=== Begin Enclosure ===

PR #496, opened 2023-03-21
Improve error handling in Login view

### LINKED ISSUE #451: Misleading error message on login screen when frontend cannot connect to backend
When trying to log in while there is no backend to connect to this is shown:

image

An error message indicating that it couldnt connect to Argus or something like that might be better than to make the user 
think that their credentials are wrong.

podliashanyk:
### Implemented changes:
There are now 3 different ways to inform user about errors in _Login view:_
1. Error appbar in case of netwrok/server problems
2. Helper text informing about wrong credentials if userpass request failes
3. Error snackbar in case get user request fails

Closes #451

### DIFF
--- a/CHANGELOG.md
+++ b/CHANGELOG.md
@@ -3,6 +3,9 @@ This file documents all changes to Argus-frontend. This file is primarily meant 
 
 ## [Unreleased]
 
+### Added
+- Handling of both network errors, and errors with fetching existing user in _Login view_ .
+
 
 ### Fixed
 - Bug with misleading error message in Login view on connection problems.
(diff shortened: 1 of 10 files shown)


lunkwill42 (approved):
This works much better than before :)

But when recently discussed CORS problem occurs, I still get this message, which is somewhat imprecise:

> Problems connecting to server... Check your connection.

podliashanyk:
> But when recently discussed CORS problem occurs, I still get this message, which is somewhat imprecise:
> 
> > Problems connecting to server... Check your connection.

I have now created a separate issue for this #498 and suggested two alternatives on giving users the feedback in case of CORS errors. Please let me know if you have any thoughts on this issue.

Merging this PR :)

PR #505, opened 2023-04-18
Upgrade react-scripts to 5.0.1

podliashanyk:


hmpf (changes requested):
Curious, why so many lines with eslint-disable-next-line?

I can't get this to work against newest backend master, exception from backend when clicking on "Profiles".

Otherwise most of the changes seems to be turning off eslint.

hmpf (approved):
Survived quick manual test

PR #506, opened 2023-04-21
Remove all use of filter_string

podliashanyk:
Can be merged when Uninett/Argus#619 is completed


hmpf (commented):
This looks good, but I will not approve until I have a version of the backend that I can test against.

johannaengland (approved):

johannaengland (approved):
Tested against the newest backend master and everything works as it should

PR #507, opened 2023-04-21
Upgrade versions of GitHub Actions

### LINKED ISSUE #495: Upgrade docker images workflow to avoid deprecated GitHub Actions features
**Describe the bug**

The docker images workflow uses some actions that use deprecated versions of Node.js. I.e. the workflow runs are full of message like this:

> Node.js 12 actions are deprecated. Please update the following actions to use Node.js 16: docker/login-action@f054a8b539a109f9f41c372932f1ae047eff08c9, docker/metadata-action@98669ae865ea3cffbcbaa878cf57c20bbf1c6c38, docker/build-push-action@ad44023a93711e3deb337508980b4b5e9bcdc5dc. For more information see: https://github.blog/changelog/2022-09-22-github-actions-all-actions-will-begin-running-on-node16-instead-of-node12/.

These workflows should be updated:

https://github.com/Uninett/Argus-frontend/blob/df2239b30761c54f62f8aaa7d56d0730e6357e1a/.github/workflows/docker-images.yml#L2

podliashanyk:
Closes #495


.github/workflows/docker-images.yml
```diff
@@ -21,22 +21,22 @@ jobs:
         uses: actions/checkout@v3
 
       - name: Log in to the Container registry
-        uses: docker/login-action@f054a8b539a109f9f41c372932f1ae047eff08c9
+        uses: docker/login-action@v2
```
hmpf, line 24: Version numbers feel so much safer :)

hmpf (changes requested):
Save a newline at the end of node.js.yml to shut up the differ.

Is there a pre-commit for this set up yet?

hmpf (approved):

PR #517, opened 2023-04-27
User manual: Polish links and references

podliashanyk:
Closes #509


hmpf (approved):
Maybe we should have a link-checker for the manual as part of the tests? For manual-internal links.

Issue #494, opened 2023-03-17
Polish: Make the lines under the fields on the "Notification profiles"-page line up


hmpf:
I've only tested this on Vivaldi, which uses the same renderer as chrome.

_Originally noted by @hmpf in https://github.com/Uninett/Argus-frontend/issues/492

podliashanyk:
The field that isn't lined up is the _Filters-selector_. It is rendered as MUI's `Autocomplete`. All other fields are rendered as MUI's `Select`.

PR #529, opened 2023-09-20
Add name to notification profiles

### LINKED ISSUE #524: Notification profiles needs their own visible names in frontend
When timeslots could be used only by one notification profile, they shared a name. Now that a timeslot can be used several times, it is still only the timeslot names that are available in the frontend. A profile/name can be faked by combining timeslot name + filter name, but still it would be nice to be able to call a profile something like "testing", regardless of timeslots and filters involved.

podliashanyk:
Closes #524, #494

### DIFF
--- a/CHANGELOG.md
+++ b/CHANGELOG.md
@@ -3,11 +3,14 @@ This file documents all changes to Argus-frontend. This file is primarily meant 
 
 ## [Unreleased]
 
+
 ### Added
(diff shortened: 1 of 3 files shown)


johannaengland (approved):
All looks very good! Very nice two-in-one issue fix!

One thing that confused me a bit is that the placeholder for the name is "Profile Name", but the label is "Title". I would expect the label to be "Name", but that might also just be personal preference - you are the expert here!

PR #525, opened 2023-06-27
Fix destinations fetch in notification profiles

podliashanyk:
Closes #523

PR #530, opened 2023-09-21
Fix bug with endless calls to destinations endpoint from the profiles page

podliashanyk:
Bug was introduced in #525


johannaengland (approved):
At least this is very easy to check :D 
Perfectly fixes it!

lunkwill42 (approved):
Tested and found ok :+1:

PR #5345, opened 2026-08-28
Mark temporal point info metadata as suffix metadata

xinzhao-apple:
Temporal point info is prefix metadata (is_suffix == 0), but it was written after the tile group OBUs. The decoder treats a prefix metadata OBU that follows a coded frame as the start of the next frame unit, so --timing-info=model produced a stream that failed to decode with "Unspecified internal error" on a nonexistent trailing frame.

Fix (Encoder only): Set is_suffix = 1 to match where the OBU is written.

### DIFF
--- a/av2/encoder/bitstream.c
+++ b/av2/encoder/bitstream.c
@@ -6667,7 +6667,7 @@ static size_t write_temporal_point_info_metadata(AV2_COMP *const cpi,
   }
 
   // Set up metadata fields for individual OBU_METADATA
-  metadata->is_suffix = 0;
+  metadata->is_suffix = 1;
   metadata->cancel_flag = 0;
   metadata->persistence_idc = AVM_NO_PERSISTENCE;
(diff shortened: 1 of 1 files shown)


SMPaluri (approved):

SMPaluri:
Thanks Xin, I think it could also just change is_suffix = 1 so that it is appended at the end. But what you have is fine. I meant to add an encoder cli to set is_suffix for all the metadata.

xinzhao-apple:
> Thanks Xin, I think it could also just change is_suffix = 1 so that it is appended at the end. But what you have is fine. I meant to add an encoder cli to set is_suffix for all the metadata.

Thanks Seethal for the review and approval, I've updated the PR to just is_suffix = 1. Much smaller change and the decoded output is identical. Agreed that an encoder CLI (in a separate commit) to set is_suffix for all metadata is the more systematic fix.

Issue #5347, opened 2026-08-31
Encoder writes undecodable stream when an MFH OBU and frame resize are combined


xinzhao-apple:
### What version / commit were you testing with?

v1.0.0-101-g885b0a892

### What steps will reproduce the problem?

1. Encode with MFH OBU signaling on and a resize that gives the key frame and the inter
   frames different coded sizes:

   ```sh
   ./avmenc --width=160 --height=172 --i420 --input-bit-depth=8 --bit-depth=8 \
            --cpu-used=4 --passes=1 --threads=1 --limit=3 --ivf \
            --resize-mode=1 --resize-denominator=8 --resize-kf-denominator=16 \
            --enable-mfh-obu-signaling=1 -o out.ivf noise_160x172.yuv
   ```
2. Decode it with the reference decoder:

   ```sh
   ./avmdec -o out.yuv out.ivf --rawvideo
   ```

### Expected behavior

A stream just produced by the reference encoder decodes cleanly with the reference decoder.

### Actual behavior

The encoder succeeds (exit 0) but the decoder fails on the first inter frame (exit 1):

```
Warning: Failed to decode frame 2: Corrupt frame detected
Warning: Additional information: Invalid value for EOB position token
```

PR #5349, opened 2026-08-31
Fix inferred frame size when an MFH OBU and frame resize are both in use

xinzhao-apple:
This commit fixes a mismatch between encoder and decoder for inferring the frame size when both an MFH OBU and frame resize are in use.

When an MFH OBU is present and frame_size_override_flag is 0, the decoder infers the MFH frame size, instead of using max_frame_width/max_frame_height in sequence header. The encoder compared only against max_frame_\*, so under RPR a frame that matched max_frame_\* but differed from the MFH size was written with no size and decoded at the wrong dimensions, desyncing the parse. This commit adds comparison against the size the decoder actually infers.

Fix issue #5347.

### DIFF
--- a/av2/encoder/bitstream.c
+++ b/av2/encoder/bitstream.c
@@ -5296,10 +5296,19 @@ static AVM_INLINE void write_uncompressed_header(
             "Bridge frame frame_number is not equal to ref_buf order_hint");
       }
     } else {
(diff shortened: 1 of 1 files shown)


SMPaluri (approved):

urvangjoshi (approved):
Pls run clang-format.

=== End Enclosure ===

■ Exercise details ■
Using the data above, extract exactly the lines from the one that holds "Tested against the" to the one that holds "The docker images", both ends included, and no others.

■ Output for this task ■
Tested against the newest backend master and everything works as it should

PR #507, opened 2023-04-21
Upgrade versions of GitHub Actions

### LINKED ISSUE #495: Upgrade docker images workflow to avoid deprecated GitHub Actions features
**Describe the bug**

The docker images workflow uses some actions that use deprecated versions of Node.js. I.e. the workflow runs are full of message like this:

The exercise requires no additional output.